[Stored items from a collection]
——

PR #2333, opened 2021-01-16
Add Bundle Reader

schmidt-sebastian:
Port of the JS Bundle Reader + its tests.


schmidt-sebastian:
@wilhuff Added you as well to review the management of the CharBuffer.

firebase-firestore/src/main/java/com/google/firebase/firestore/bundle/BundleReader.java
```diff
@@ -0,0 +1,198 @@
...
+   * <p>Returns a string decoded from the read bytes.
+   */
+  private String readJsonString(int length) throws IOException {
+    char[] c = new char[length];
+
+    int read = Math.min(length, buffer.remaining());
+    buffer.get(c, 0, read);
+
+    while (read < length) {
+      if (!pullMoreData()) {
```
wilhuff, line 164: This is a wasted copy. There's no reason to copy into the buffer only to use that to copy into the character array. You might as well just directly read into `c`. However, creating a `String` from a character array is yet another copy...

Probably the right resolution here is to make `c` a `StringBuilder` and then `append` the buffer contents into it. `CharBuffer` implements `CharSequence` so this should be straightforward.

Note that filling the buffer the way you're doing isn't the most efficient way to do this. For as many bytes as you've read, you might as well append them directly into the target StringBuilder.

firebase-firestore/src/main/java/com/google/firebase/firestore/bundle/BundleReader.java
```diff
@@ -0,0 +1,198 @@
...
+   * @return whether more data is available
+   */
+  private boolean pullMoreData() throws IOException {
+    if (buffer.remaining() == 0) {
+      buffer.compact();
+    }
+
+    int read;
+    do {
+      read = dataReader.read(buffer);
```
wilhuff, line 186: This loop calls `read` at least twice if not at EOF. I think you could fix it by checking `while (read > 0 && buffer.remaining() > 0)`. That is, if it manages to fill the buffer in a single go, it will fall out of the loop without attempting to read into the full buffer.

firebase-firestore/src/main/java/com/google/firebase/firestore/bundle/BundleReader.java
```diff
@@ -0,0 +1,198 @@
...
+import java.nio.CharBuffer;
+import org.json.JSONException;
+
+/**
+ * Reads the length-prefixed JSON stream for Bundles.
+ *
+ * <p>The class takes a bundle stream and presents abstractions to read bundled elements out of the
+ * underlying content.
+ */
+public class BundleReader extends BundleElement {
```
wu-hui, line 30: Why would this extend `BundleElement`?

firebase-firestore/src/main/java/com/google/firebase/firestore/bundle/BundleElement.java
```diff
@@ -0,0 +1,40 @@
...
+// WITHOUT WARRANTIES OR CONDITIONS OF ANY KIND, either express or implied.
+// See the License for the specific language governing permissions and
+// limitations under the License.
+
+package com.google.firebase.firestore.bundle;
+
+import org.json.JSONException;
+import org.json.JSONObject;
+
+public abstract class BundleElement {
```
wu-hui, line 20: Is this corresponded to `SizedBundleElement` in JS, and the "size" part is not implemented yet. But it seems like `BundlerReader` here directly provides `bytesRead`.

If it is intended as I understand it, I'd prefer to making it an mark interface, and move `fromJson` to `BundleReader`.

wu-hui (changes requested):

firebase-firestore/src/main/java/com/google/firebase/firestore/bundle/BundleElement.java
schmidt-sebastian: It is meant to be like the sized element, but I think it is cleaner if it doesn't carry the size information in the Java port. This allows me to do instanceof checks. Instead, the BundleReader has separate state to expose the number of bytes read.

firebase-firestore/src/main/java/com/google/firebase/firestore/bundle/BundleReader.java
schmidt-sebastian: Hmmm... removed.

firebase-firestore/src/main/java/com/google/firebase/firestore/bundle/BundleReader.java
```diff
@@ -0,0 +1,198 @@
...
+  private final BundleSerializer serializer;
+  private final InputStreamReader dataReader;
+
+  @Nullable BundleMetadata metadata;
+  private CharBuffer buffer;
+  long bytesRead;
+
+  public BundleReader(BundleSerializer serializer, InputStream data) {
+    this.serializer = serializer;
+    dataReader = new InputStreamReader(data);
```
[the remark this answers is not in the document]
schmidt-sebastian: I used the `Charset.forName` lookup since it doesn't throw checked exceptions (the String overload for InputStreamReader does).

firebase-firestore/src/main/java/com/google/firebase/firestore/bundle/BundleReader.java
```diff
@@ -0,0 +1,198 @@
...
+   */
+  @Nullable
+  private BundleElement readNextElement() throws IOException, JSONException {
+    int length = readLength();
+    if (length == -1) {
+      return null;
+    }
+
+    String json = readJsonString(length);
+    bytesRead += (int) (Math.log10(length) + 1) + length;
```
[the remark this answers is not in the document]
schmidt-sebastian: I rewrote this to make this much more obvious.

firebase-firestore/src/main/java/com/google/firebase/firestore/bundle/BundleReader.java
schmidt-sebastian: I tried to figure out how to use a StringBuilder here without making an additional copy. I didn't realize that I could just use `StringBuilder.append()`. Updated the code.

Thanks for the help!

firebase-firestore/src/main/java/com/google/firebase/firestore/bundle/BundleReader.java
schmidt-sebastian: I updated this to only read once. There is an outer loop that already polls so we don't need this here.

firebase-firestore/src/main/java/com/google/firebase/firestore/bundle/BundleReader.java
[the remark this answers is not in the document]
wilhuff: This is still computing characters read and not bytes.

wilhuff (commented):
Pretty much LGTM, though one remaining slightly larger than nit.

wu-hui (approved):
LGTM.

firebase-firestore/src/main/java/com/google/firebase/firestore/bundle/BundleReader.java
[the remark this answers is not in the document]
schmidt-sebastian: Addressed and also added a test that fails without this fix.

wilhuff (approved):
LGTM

——

▶ _EXERCISE_
Only the number is wanted here. Please work out how many lines of the records contain "License".

▶ _RESPONSE TO THE EXERCISE_
2